Üreticilerin bir yiyeceği bu kadar lezzetli hale getirmek için yaptıklarının arkasındaki bilim olağanüstü. Yiyecek yapmakla ilgili fizik ve kimyanın tüm yönlerini inceliyorlar ki, beynimiz için bağımlılık yaratan nitelikte sonuçlar elde edebiliyorlar. Bu araştırmalar; beynimizin “daha fazlasını istiyorum” demesini sağlamak için tam olarak doğru tuz, yağ, şeker ve çiğneme kombinasyonunu içeriyor. Amaç sizi beslemek değil; en ucuz malzemeler kullanılarak ve aşırı tüketilmek üzere tasarlanmış yiyecekler yapmak.”

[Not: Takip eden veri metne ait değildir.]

PR #13876, opened 2021-02-11
CLI: Don't try to add packages that are already installed

gaetanmaisse:

## What I did

Previously for some framework, the Storybook CLI was installing extra dependencies (listed in the generator of each framework, [for instance for rax](https://github.com/storybookjs/storybook/blob/3b6a06aaa10ae72e84215d1e706a093058fc5f67/lib/cli/src/generators/RAX/index.ts#L22)) but, in some case, some were already present in the user's project. 

It doesn't cause any issue with NPM/Yarn, I guess they are just updating the version 🤷🏻 . But, reasonably from my point of view, Yarn 2 is throwing an error: 
> Usage Error: Package "XXXXXX" is already listed as a regular dependency - remove the -D,-P flags or remove it from your dependencies first

To fix that I added a filter before adding the extra dependencies to remove all the already installed ones. 

## How to test

- CI should be green (especially the e2e extended test suite)

### DIFF
--- a/lib/cli/src/generators/baseGenerator.ts
+++ b/lib/cli/src/generators/baseGenerator.ts
@@ -2,7 +2,7 @@ import { NpmOptions } from '../NpmOptions';
 import { StoryFormat, SupportedLanguage, SupportedFrameworks } from '../project_types';
 import { getBabelDependencies, copyComponents } from '../helpers';
 import { configure } from './configure';
-import { JsPackageManager } from '../js-package-manager';
+import { getPackageDetails, JsPackageManager } from '../js-package-manager';
 
 export type GeneratorOptions = {
   language: SupportedLanguage;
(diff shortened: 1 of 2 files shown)


lib/cli/src/generators/baseGenerator.ts
```diff
@@ -64,21 +64,29 @@ export async function baseGenerator(
...
   const packages = [
     `@storybook/${framework}`,
     ...addonPackages,
     ...extraPackages,
     ...extraAddons,
     ...yarn2Dependencies,
-  ].filter(Boolean);
+  ]
+    .filter(Boolean)
+    .filter((packageToInstall) => !alreadyInstalledDependencies.includes(packageToInstall));
```
phated, line 81: As of a recent PR from me, these packages might be something like `vue-loader@^16` instead of just the package name. Do we need to account for that?

gaetanmaisse: Interesting! I will update the code split it and keep only the pre-`@` part. Thanks!

lib/cli/src/generators/baseGenerator.ts
```diff
@@ -64,21 +64,29 @@ export async function baseGenerator(
   const yarn2Dependencies =
     packageManager.type === 'yarn2' ? ['@storybook/addon-docs', '@mdx-js/react'] : [];
 
+  const packageJson = packageManager.retrievePackageJson();
+  const alreadyInstalledDependencies = [
```
merceyz, line 68: Should use a Set here as it will be faster

lib/cli/src/generators/baseGenerator.ts
phated: 👍 There is logic in CLI to do this that you can pull into a utility: https://github.com/storybookjs/storybook/blob/next/lib/cli/src/js-package-manager/JsPackageManager.ts#L11-L21

gaetanmaisse: I decided to check only the regular deps because if a package is already installed as devDep it will be updated without any issue (the problem is when you try to install regular dep as dev dep and dev dep as regular dep)

shilman (approved):
LGTM!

Ultra işlenmiş gıdaların zararları tüm dünyada kabul ediliyor; ancak ABD Ulusal Sağlık Enstitüleri’ndeki laboratuvardan Dr. Kevin Hall çığır açan bir araştırma ile bu zararları çarpıcı bir şekilde ortaya çıkarmayı başardı. Dr Hall’un testleri, ultra işlenmiş yiyecekleri, işlenmemiş gıdalardan %30 daha hızlı yediğimizi ortaya çıkardı. Çiğnemek ve yutmak daha kolay. Ayrıca bu hız, vücudumuzun ve beynimizin ne kadar kalori tükettiğimizi fark etmesi için fazla hızlı.